Screenshot: Blue Origin/Gizmodo
Screenshot: Blue Origin/Gizmodo

Reaching this point cost Bezos in excess of, at minimum, $US4 ($5) billion, judging by Bezos’s 2018 remark to Business Insider that he was spending about $US1 ($1) billion annually to fund Blue Origin and planned “to do that for a long time.”

Who Is Joining Bezos on His Attempt to Flee Earth?

Blue Origin notes that, following the landing in the West Texas desert, it will livestream a press conference with “the astronauts,” who will include Bezos. Also on board: the humanising company of his brother Mark; 82-year-old pilot Wally Funk who was previously deprived of the chance to go to space; and Oliver Daemen, the 18-year-old son of the CEO of a Dutch investment firm whose ticket possibly cost tens of millions of dollars. The teen is a last-minute replacement for an anonymous person who purchased a $US28 ($38) million ticket and can no longer make it due to “scheduling conflicts.” No word on what that person is doing instead.

Why? Just… Why Is Any of This Happening?

Because Jeff Bezos apparently hates Elon Musk, and he can get it up. Blue Origin has lately been warring with SpaceX over $US2.89 ($4) billion in taxpayer funding for the NASA Artemis contracts to work on the Moon landing program. After that money went to SpaceX, Blue Origin got Sen. Maria Cantwell (D-WA) to pencil in up to $US10 ($14) billion in additional NASA contracts to a science funding bill. (Her amendment passed and awaits a vote in the House. Bezos has over 20 times that sum in personal wealth, which is already earmarked for accumulating more wealth.)

Both SpaceX and Blue Origin brought the pissing contest to the Senate in dueling fliers, with Blue Origin’s titled: “What is Elon Musk afraid of…a little competition?”One month later, Bezos announced that he was personally getting on the rocket, which was the plan his whole life.

Wait, Didn’t Richard Branson Already Do This?

Sorta.
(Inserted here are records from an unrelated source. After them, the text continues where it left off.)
PR #157, opened 2022-09-16
Add cancelAllMarketOrders

filipzeta:
This PR adds a new instruction `cancelAllMarketOrders()` that will cancel all orders on a single market index in one go using Serum's `cpi::prune()`. The only other difference between `cancelAllMarketOrders()` and `cancelOrder()` is that here we don't provide a side + order ID. 

zeta-options PR: https://github.com/zetamarkets/zeta-options/pull/472
Fuze PR: https://github.com/zetamarkets/fuze/pull/28

### DIFF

Richard Branson trip to “space” on July 11 was actually to a spot 5 kilometres above NASA’s minimum space baseline of 80 km above sea level, but below the Kármán line. Two days before the trip, apropos of nothing, Blue Origin tweeted that space is actually above Kármán line, which is the place where Blue Origin’s rockets go.

“From the beginning, New Shepard was designed to fly above the Kármán line so none of our astronauts have an asterisk next to their name,” Blue Origin declared for the record. “For 96% of the world’s population, space begins 100 km up at the internationally recognised Kármán line.”

Is There Any Chance This Ends Badly for All Aboard?

You may recall that Branson’s space plane crashed in 2014, killing one pilot, but that was during a new fuel test. The New Shepard is probably as safe as can be expected after “15 successful consecutive missions,” as Blue Origin describes it.

That’s a lot compared to NASA’s “Mega Moon Rocket,” which NASA has constructed with Boeing, and plans to put astronauts on board after only a single uncrewed flight.

Still, it’s “probably safe” to the extent that thrusting oneself into space on a 44-million-horsepower engine burning millions of pounds of flaming liquid hydrogen and liquid oxygen is “probably safe.”